YOUR TASK:
Search through the entries for the word "adding" and copy every line that has it.

RECORDS FOR THE TASK:
────
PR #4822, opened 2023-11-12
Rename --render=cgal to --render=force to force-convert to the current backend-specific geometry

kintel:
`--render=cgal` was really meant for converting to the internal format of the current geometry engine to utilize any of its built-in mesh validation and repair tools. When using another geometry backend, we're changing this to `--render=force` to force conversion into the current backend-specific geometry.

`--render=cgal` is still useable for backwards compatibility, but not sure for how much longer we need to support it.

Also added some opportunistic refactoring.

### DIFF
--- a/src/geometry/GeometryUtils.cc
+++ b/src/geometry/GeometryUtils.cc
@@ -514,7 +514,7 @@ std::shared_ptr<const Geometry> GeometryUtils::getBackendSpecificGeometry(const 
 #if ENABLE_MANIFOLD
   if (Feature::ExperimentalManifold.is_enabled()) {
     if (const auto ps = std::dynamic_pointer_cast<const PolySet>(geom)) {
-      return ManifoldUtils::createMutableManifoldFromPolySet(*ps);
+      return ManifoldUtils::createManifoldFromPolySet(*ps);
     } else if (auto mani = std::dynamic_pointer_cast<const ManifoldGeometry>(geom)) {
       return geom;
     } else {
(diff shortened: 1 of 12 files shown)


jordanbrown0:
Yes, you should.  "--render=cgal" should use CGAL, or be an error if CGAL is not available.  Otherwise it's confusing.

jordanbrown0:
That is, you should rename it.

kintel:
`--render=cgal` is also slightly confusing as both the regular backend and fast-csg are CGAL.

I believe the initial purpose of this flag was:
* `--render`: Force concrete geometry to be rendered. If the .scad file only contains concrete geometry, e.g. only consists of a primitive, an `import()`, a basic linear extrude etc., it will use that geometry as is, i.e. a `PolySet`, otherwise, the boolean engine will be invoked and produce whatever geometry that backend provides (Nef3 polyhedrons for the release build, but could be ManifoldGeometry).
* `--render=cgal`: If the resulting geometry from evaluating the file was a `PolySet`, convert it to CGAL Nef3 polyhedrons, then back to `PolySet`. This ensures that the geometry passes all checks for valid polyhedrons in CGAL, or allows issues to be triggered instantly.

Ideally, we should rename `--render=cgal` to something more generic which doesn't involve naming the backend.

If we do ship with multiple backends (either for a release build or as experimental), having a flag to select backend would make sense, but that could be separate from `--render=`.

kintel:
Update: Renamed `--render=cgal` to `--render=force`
────
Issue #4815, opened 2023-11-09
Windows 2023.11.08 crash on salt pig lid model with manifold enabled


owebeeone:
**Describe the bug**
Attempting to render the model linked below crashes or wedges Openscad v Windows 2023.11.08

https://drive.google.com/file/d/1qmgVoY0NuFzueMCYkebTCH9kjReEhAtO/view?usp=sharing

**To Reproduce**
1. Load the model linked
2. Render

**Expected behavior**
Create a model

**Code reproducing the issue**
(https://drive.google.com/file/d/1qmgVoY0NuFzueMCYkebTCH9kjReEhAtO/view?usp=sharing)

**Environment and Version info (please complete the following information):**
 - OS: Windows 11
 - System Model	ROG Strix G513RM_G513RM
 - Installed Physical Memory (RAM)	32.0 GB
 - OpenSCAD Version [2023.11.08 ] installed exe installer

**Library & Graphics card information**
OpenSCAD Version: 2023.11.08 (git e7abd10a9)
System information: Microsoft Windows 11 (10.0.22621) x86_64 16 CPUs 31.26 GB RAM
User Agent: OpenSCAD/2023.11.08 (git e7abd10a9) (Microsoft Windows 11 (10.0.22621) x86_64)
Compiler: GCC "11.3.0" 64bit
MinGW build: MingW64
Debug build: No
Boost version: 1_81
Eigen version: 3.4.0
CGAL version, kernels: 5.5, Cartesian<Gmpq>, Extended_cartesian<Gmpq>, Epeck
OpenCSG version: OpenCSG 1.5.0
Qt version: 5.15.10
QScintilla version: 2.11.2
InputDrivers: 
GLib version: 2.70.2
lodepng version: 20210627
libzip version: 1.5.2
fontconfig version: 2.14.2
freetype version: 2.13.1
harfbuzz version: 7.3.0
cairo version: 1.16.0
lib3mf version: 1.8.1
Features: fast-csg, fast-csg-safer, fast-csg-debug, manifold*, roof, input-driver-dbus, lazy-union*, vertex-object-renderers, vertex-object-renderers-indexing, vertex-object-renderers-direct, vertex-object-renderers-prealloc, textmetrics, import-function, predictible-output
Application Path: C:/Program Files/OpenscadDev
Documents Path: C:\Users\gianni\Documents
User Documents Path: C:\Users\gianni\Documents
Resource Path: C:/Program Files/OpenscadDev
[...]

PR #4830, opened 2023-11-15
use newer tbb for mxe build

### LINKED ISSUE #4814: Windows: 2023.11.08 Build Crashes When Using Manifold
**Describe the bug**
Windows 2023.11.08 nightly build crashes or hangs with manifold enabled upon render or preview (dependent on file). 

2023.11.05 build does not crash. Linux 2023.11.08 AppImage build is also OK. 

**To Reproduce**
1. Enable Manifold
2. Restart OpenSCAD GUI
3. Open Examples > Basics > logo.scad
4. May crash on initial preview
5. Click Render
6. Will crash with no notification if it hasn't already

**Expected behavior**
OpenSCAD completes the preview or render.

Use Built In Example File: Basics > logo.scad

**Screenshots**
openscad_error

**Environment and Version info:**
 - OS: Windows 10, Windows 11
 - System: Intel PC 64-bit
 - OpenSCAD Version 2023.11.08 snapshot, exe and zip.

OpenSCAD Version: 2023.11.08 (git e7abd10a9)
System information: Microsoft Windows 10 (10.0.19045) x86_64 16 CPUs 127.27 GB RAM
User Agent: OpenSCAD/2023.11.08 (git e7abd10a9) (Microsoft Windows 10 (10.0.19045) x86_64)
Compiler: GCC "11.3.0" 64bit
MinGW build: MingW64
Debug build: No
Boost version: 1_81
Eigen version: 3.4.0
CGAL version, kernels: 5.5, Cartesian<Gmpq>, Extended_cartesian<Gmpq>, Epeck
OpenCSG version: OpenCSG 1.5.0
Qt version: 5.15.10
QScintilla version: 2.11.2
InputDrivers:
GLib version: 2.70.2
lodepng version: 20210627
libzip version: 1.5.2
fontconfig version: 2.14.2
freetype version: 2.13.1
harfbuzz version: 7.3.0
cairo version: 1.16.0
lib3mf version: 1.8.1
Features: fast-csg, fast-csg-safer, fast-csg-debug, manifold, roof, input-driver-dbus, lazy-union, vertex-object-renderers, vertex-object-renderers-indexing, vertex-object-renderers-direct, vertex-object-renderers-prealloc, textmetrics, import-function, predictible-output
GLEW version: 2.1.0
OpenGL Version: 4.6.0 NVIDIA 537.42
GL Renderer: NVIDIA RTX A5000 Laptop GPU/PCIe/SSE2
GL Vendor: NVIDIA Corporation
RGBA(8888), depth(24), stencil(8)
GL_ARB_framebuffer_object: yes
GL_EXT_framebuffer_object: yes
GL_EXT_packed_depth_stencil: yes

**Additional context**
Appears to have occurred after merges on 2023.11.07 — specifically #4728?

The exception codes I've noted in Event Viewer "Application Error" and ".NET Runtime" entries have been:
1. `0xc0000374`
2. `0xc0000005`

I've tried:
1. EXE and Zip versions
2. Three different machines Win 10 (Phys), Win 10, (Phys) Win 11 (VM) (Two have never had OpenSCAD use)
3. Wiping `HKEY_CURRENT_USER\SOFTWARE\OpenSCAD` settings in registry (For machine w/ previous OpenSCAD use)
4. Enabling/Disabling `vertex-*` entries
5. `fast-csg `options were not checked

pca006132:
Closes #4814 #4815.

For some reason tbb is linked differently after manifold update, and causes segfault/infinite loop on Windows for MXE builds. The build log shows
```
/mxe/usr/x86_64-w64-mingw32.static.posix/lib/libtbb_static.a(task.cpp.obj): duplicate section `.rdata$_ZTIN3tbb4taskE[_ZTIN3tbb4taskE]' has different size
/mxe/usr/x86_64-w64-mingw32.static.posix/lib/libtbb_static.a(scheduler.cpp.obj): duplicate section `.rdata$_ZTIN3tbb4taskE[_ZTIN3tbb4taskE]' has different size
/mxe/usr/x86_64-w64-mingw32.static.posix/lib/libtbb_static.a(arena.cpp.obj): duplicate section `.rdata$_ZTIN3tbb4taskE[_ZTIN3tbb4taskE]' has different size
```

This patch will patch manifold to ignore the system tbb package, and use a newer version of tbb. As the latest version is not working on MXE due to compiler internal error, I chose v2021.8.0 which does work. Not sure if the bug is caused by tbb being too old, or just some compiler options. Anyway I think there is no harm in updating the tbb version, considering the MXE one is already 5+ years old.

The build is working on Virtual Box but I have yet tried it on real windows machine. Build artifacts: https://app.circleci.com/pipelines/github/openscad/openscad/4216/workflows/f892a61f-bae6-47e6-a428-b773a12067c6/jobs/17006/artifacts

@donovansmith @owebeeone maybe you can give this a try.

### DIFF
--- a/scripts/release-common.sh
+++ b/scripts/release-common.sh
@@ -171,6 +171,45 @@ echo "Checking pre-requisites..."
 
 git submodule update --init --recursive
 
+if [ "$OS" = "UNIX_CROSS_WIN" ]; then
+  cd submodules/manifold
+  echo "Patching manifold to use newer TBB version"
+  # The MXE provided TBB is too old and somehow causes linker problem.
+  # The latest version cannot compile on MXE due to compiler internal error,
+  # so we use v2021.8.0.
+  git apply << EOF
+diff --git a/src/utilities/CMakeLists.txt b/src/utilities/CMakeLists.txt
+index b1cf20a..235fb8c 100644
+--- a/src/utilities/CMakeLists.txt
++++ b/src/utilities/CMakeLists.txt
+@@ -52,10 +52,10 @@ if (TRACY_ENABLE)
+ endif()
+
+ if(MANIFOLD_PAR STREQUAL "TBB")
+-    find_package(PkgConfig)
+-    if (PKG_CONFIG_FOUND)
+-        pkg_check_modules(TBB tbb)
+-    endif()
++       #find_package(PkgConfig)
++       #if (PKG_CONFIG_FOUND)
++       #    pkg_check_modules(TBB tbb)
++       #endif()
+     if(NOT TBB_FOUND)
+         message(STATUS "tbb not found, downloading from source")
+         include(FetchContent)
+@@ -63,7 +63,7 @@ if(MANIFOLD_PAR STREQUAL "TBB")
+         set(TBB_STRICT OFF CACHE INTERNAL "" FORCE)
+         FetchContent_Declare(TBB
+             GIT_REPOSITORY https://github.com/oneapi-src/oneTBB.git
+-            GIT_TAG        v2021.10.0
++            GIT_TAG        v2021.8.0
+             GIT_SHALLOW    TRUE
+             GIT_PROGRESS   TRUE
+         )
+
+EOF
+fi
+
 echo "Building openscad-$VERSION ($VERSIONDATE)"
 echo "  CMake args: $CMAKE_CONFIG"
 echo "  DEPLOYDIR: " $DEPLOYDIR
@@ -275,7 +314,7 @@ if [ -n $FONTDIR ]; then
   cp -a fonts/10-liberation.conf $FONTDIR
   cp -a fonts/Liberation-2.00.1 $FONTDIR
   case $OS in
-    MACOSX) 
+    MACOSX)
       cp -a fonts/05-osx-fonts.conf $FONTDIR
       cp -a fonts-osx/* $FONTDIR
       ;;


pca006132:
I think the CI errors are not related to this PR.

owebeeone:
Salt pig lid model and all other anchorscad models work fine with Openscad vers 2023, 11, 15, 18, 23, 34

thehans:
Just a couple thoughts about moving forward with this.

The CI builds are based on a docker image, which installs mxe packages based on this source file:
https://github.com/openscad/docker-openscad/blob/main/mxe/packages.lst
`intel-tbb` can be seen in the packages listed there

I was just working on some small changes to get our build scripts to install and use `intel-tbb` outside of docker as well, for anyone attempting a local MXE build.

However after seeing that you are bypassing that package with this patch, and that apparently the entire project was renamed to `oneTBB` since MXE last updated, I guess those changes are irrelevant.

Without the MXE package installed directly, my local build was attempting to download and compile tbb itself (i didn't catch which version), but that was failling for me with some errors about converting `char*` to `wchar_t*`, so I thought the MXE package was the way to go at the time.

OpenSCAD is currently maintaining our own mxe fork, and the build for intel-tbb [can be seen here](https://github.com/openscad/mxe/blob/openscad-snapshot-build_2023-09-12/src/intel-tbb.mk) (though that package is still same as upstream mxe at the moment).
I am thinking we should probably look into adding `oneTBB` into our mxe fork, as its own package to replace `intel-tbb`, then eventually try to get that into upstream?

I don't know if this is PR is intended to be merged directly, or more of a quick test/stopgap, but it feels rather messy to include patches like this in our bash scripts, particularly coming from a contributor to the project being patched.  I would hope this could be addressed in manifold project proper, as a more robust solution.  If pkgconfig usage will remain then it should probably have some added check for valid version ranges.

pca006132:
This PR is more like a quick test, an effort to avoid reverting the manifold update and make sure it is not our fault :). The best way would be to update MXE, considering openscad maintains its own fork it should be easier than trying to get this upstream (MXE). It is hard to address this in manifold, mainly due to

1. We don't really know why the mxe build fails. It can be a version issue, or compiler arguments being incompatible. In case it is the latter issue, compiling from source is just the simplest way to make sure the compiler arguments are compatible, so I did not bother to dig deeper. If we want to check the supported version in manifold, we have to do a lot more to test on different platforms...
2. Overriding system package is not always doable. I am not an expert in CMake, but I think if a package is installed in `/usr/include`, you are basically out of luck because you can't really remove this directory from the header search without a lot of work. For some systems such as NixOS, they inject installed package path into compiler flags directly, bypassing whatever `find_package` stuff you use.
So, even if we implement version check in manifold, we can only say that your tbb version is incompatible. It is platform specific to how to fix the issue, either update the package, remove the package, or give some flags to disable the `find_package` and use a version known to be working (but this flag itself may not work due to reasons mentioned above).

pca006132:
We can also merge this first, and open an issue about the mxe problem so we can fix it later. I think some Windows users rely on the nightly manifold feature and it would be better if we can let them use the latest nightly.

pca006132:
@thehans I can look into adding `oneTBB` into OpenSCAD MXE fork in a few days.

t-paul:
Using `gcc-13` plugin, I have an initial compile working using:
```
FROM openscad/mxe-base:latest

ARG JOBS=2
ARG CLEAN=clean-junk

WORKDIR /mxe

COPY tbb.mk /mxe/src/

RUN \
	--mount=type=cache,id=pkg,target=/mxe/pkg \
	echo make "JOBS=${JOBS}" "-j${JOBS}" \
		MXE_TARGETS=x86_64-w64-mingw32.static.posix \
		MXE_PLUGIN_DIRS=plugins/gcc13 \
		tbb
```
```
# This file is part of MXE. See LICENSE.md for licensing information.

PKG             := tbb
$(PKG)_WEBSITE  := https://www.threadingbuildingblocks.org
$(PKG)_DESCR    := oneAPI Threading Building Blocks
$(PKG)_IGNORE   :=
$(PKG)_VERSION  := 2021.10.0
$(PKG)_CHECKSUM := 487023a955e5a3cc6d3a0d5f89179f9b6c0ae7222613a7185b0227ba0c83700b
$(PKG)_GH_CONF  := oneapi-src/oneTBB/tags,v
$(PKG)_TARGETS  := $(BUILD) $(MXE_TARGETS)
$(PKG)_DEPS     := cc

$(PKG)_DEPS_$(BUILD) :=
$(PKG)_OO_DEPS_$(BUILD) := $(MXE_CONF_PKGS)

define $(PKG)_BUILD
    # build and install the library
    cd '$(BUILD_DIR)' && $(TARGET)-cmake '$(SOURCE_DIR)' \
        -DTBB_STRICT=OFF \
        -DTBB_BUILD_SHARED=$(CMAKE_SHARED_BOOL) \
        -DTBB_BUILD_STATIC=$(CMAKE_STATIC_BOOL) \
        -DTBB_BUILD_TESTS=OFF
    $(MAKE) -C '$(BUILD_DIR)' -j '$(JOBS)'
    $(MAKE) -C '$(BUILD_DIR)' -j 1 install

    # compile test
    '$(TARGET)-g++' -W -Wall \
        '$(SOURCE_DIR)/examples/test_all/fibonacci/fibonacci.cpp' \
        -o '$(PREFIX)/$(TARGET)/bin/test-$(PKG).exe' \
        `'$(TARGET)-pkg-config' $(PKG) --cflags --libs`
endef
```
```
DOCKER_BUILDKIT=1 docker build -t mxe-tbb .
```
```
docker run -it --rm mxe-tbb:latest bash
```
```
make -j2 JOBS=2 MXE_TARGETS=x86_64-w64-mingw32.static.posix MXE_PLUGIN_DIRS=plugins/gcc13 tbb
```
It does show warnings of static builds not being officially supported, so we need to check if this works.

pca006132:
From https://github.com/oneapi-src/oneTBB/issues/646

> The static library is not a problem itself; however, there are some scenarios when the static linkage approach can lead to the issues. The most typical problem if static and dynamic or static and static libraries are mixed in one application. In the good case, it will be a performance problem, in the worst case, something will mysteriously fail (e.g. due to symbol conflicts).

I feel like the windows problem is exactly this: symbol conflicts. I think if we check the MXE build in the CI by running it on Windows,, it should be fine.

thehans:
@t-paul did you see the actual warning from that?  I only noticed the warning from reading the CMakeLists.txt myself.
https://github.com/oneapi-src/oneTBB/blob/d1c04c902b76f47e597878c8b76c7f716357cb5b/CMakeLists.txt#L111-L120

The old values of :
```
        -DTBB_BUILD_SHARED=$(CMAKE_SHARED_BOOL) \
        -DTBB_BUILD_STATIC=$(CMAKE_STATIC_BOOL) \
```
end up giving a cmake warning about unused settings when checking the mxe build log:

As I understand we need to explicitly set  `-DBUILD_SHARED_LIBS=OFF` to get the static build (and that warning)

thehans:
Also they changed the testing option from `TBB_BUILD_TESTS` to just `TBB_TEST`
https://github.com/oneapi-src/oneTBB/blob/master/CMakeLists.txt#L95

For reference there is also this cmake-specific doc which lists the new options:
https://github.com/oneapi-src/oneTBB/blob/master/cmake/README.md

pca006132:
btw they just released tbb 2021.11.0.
────
WRITTEN ANSWER:
I am thinking we should probably look into adding `oneTBB` into our mxe fork, as its own package to replace `intel-tbb`, then eventually try to get that into upstream?
@thehans I can look into adding `oneTBB` into OpenSCAD MXE fork in a few days.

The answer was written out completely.